Output only the lines below from the one containing "PR #221, opened 2024-06-14" to the one containing "Behavioral/UX change (out", exactly as written, both ends kept.

### Supplied information

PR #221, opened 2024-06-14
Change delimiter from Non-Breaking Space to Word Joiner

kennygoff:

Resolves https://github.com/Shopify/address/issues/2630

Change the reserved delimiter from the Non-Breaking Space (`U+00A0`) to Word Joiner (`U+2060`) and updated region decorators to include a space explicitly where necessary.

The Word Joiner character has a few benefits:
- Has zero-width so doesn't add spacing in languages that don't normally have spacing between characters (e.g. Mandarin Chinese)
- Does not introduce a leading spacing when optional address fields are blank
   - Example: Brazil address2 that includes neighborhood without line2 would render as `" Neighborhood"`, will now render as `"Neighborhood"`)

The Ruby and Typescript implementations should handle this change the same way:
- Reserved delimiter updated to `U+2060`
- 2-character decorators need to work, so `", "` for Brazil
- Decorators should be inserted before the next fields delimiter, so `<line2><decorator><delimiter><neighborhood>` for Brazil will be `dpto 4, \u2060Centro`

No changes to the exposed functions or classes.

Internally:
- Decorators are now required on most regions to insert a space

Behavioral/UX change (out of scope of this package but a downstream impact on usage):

######
### Supplied information

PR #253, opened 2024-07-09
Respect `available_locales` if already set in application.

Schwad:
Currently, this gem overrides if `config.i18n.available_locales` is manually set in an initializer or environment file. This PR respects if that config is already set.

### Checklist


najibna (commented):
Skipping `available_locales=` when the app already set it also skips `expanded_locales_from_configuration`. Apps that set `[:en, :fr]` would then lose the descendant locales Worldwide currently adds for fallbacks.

######
### Supplied information

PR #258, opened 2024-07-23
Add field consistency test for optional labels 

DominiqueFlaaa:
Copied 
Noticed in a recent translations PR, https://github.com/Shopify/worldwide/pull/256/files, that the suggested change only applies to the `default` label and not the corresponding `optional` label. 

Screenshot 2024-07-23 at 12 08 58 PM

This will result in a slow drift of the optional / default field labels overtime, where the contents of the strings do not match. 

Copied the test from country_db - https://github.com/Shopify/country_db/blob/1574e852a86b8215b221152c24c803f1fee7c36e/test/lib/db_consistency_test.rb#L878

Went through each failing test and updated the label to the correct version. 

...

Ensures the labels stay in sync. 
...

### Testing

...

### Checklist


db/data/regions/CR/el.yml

######

§ **Response for this exercise**
PR #221, opened 2024-06-14
Change delimiter from Non-Breaking Space to Word Joiner

kennygoff:

Resolves https://github.com/Shopify/address/issues/2630

Change the reserved delimiter from the Non-Breaking Space (`U+00A0`) to Word Joiner (`U+2060`) and updated region decorators to include a space explicitly where necessary.

The Word Joiner character has a few benefits:
- Has zero-width so doesn't add spacing in languages that don't normally have spacing between characters (e.g. Mandarin Chinese)
- Does not introduce a leading spacing when optional address fields are blank
   - Example: Brazil address2 that includes neighborhood without line2 would render as `" Neighborhood"`, will now render as `"Neighborhood"`)

The Ruby and Typescript implementations should handle this change the same way:
- Reserved delimiter updated to `U+2060`
- 2-character decorators need to work, so `", "` for Brazil
- Decorators should be inserted before the next fields delimiter, so `<line2><decorator><delimiter><neighborhood>` for Brazil will be `dpto 4, \u2060Centro`

No changes to the exposed functions or classes.

Internally:
- Decorators are now required on most regions to insert a space

Behavioral/UX change (out of scope of this package but a downstream impact on usage):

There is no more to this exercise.